The main part of the modern art collection are the works of art made by Polish artists in France. That kind of collection character was determined by a marvellous gift, which was donated by Franciszek Prochaska (1891-1972) to the Historical Museum in Sanok.
The artist, who came from Sanok, after short studies in The Academy of Fine Arts in Cracow under the supervision of Józef Pankiewicz and participation in the First World War in Józef Piłsudski’s legions, moved to France as a military attache in 1920. Józef Pankiewicz had a basic influence on Franciszek Prochaska, when we talk about forming his painting in the convention of painting in which the colour is decisive (the colourists’ painting). Apart from the painting, Prochaska was also interested in graphics, like: woodcut, cooperplate and etching.

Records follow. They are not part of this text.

Issue #837, opened 2018-07-25
Tooltips no longer display since PR #834


falquaddoomi:
PR #813 introduced hover-over tooltips; the content for those tooltips is scraped from the help markdown with some assumptions about where the help markdown is stored and how field help entries are formatted.

PR #834 introduced a new structure for the help documentation, including both content changes and changes to where the markdown is stored in the filesystem. The parsing code for extracting tooltips (predictably) hadn't been updated to reflect these changes, so the tooltips and help links ceased to display.

zfisch:
has this already been addressed?

falquaddoomi:
@zfisch Yes, the main issue was addressed in PR #838 and pushed to beta. I thought I'd fixed the issue with the help sections not opening in PR #839, but apparently it's still broken...I'll reopen the PR and see if I can fix it.

FYI, the problem I *thought* I'd fixed was caused by minification settings for HTML generated from markdown being different in production than they are in dev. Specifically, the minifier was removing quotes around attributes that didn't contain whitespace (e.g. id="xyz"), and the code that checked to see if a section should be open based on the fragment was looking for those quotes. I relaxed the check to also matching non-quoted id's, but apparently that wasn't enough.

falquaddoomi:
This should be fixed by PR #842. (I'd misplaced a quote in the regex, causing the match to fail when the quotes weren't present, i.e. in production.)

PR #838, opened 2018-07-25
Fixes tooltips not displaying after changes to help documentation

falquaddoomi:
Addresses issue #837.

Modifies parsing code to recursively descend into new help docs structure, looking for markdown. The scraper now looks for `<h5>` tags in addition to `<h4>` tags, and can look for an explicitly denoted `<span class="term_entry" />` tag instead of just `<li>`'s with nested `<h4>`'s (the previous term-definition format). Modified help content in cases where it wasn't possible to automatically parse out the terms.

I made a few small formatting changes, too, like adding newlines to break up large blocks of text. Since the tooltip uses only the first paragraph of the text, the change in `content/help/research/variant-nomenclature.md` to `Reference_Sequence` does affect what's shown in the tooltip for that field.

### DIFF
--- a/website/content/help/default/variant-details-fields.md
+++ b/website/content/help/default/variant-details-fields.md
@@ -8,8 +8,11 @@ The Expert Reviewed Data Portal contains an abridged view of the variant data in
 
 * #### Gene ((Gene_Symbol))
   The name of the gene on which the variant was found, as named by the HGNC. This will be either _BRCA1_ or _BRCA2_.
+
 * #### HGVS Nomenclature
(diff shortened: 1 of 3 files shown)


falquaddoomi:
Seems there's a small issue in production: when clicking a field name, the code in Help.js that determines if a panel should be expanded looks for id="fragment", but the minifier removes the quotes around the attributes, causing that check to fail and the panel to not be expanded. I've revised the code to look for both id="fragment" and id=fragment, which I'll be pushing shortly.

PR #839, opened 2018-07-30
Field names now properly open the panel they target when clicked

falquaddoomi:
Fixes an issue where panels weren't expanding if they were referenced in the fragment on production. This appeared to be due to the minifier stripping double quotes around attributes values, causing the check for id="fragment" in the panel to fail.

### DIFF
--- a/website/js/Help.js
+++ b/website/js/Help.js
@@ -69,15 +69,15 @@ const Help = React.createClass({
         }
     },
 
-    shouldBeExpanded(fragment, {name, id, contents, list}) {
+    shouldBeExpanded(fragment, fragRegex, {name, id, contents, list}) {
         let slug = id || slugify(name);
         if (slug === fragment) {
             return true;
         }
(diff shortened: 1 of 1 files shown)


zfisch:
@strbean @falquaddoomi @izcram are we able to merge this and push it to beta? The only concern with pushing to beta is if we have any new code on master that we don't want included in next week's release.

falquaddoomi:
@zfisch There doesn't appear to be anything newer than this on master, and I believe this commit comes immediately after deploying to beta and fixing a bug. It should be safe to merge and deploy it.

zfisch:
@falquaddoomi interestingly this doesn't seem to work on dev or beta, though it does work on my local machine. the builds were all successful. could you take a look at this?

the issue I'm seeing is that if I click on a field name on the variant detail page it no longer links to the correct section on the help page (all sections are collapsed).

PR #847, opened 2018-08-10
Rem mupit col selector

zfisch:
Hides the mupit data from column selection.


zfisch:
@falquaddoomi @strbean awaiting your review!

zfisch:
@falquaddoomi thanks! makes sense regarding the dummy flag, i only removed it because i didnt see it being used :)

PR #848, opened 2018-08-13
update docker docs to account for multiple dockers in the repo

zfisch:


zfisch:
@izcram are there any other changes that would be helpful here? e.g. reference to local UTA

we can ignore the circle failure during review/iteration (it's due to a failed download of a resource from hgwdev, fix will be up soon enough).

zfisch:
@izcram i just made a few more updates.

should we include the `--network` flag here? if so, could you add a note to explain why it's used and if it can be omitted?

also, is there information already available on setting up a local UTA instance that we could link to in the docs? if not, could you write a little something about getting it set up so a future dev can just read through these docs and run the docker without error?

Thanks!

izcram:
`--network host` seems necessary in order to connect to the uta container, which exposes a port on 50827, from within the pipeline container.

You could add a comment for starting the UTA container:
`docker run -dit --name uta_20170629 -p 50827:5432 biocommons/uta:uta_20170629`
More information can be found [there](https://github.com/biocommons/uta/#installing-uta-locally)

After the Second World War he opened a small printing house with a handy-fold up type and he published books with a beautiful structure and in small bibliophile editions, which generally were ilustrated by his own graphics. His art room in Rue Campagne Premiere on Montparnasse in Paris was visisted by many artists from the so-called Polish “colony”, which comprises the artists who were permanently connected with France. He was also visited by young people, who had visited the world capital of art. Józef Pankiewicz, Jan Wacław Zawadowski (1891-1982), Ludwik Lille (1897-1957) were the artists who were in the circle of his close friends. Some of the exhibits he gifted to the National Museum in Warsaw, and some of them he donated the Historical Museum in Sanok in 1963.